Pressuposto é, que o depoimento concretamente prestado reúna aquelas características.
Não é o que sucede com a situação dos autos.
Na valoração da prova, o tribunal recorrido avalia as declarações da assistente com base, não no que foi efectivamente dito ou contado em audiência, mas em considerações abstractas.
Note-se que, para além, da análise da ocorrência do dia 31 de agosto de 2022, nenhum outro facto foi objecto de apreciação concreta. O tribunal recorrido limita-se a afirmar que a assistente relatou os factos que se reconduzem aos constantes da acusação.
Quer do texto da sentença, quer da análise das declarações prestadas em audiências ressalta uma convicção livre, mas arbitrária, dirigida à comprovação dos factos imputados ao arguido na acusação.
Só assim se compreende que, mesmo nos casos em que assistente não refere matéria que está na acusação, o tribunal a considere provada (cf. factos 3, 4, e 5, relativamente ao alcoolismo e ao momento em que se poderiam ter iniciado os maus tratos).

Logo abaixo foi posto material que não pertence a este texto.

Issue #1443, opened 2019-04-22
Remaining sidecar debugging issues


justinwilaby:
Remaining Sidecar debugging issues:

**P0's**
- [x] Label color contrast issues
- [x] Bot State selected color contrast issues
- [x] Graph/Json tab focus indication
- [x] Switching to sidecar mode after failing to open a bot file produces a blank screen
- [x] Slider on edge of webchat can get stuck unless you pull it waaaay over to the right side of the app. (tony) #1460
- [x] Toggling back to Emulator mode from Sidecar has zero UI indication of the mode switch
- [x] "Diff with previous" appears to only utilize the most recent bot state
- [x] Bot State element revisions (Justin) #1458
        Colors: (theme-specific)
          - Non-selected bot states should be grey
          - Selected Bot State should be white
          - On hover of any Bot State should be white
          - In diff mode, the "previous" diffed bot state font should be grey
          - In diff mode, the previous bot state indicator should be red, not blue
- [x] Default to the JSON view instead of the graph view, re-order the tabs in the extension pane (Tony) #1457 
- [x] Welcome Page changes (Chris) #1461
       When in sidecar mode, change the following:
            1. Remove the My Bots box
            2. Remove the "Sign in with Azure controls"
            3. Remove the "create a new bot configuration" text + link
            5. Change Heading copy to say: 

    Bot Framework Emulator
    Bot Inspector <working title>
    Version 4 (BETA)

- [x] Documentation (Justin) #1463 
        - Add a link that on the Welcome page in Sidecar mode that opens the Sidecar Debugging Doc
        - Add a Sidecar Debugging Doc as a tabbed document (Copy incoming) (Justin)
        - Add a Sidecar link in the Help menu that when clicked opens the Sidecar debugging doc in a new tab

When SDK bits are ready:
- [x] Infrastructure changes (Justin) #1465 
       - Remove starting a restify server on a fixed port (9000) when entering Sidecar mode
       - Cleanup additional logic pertaining to this server:port

- [x] Bot Connections (Tony)
        - Connect to a bot in Sidecar mode via url
        - Issue `/INSPECT open` command to bot when connection initiate

- [x] Token storage/rendering (Justin)
        - Receive `/INSPECT connect <guid>` command on response of /DEBUG open command and store it somewhere 
        - Render `/INSPECT connect <token>` command as an Activity in the WebChat control as the first interactable element in the conversation tab. When clicked, the JSON pane exposes the command

[...]

PR #1470, opened 2019-04-29
Implemented '/INSPECT open' command when connecting to a debug bot vi…

tonyanziano:
…a url.

===

One of #1443

### DIFF
--- a/packages/app/client/src/data/sagas/botSagas.ts
+++ b/packages/app/client/src/data/sagas/botSagas.ts
@@ -31,7 +31,7 @@
 // WITH THE SOFTWARE OR THE USE OR OTHER DEALINGS IN THE SOFTWARE.
 //
 
-import { newNotification, UserSettings } from '@bfemulator/app-shared';
+import { DebugMode, newNotification, SharedConstants, UserSettings } from '@bfemulator/app-shared';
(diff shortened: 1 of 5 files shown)


packages/app/client/src/data/sagas/botSagas.ts
```diff
@@ -76,6 +77,30 @@ export function* openBotViaUrl(action: BotAction<Partial<StartConversationParams
...
+          text: '/INSPECT open',
+        };
+        const postActivityResponse = yield call(
+          [CommandServiceImpl, CommandServiceImpl.remoteCall],
+          SharedConstants.Commands.Emulator.PostActivityToConversation,
+          conversationId,
+          activity
+        );
+        if (postActivityResponse.statusCode >= 400) {
+          throw new Error(`An error occurred while POSTing "/INSPECT open" command to conversation ${conversationId}`);
```
justinwilaby: Because saga exceptions aren't the greatest when it comes to capturing, I think we should dispatch a notification with the error message instead of throwing.

tonyanziano: The whole thing is inside of a try-catch that does exactly that!

PR #1477, opened 2019-05-01
Removed offending package lock downgrading npde-fetch to 1.7.3

justinwilaby:
This PR removes the package lock files for qna maker that were causing the build to downgrade `node-fetch` to 1.7.3 which is old and does not follow the DOM standards for `fetch`. 

The [fetchRemote](https://github.com/Microsoft/BotFramework-Emulator/blob/master/packages/app/main/src/commands/electronCommands.ts#L158) command was failing on the nightlies with 'arrayBuffer is not a function` when clearly it is, just not on node-fetch v1.7.3


tonyanziano:
Looks good to me. Going to test out a built version off the branch and then approve once I confirm the fix.

PR #1484, opened 2019-05-01
Fixed LUIS No Models modal issues #1471

### LINKED ISSUE #1471: LUIS No Models modal issues
Have no LUIS models on your account and see the following:

Screen Shot 2019-04-29 at 1 09 24 PM

It should not say {label}, and instead have the value interpolated into the string.

Clicking on "Connect to a LUIS model manually" - nothing happens. Clicking on the link should do something

Clicking on "Learn more about LUIS models" - nothing happens. Clicking on the link should something.

Clicking on "Go to LUIS" - the modal closes. Clicking on the link should actually go to LUIS.

### LINKED ISSUE #1488: Go to LUIS link does nothing
## Version
4.3.57327

## Describe the bug
I tried to add LUIS, and after succesfully logging in I get this message.  Clicking on the GOTO LUIS does nothing.

image

## Expected behavior
* I expect to be able to add luis
* I expect the link to work

[bug]

ivanov-dan:
Fixes #1471, fixes #1488


packages/app/client/src/data/sagas/servicesExplorerSagas.ts
```diff
@@ -209,6 +209,25 @@ function* openConnectedServiceDeepLink(action: ConnectedServiceAction<ConnectedS
   }
 }
 
+function launchExternalLink(action: ConnectedServiceAction<ConnectedServicePayload>): Window {
```
justinwilaby: Since we want to track clicks using Telemetry , all external links need to get routed through the [OpenExternal command](https://github.com/Microsoft/BotFramework-Emulator/blob/master/packages/app/main/src/commands/electronCommands.ts#L184).

The syntax would be:
```js
function* launchExternalLink(action: ConnectedServiceAction<ConnectedServicePayload>):IterableIterator<Any> {
  const serviceType = action.payload.serviceType;  
  switch(serviceType) {
  // switch cases ...
    ... yield call([CommandServiceImpl, CommandServiceImpl.remoteCall], SharedConstants.Commands.Electron.OpenExternal, url);
  }
}
```

tonyanziano: @ivanov-dan once you make this change, I think we are good to take this PR. I tested out all the modals and the problems seem to be fixed. Good job :)

ivanov-dan: I've added some tests.

PR #1503, opened 2019-05-02
Normalized inspector-preload path and removed unneeded code

justinwilaby:
related to #1443 

This is one possible solution - tested locally and as a packaged app.


justinwilaby:
Overlap with another dev. Removing this PR in favor of his work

O mesmo se dá, quando aos insultos: De acordo com as declarações da vítima, a maioria dos insultos ocorria na presenta de terceiros (factos. 6. e 7). Porém, fazendo tábua rasa destas declarações, o tribunal recorrido descredibiliza todos os testemunhos (favoráveis ao arguido), com fundamento numa circunstância não aplicável ao caso.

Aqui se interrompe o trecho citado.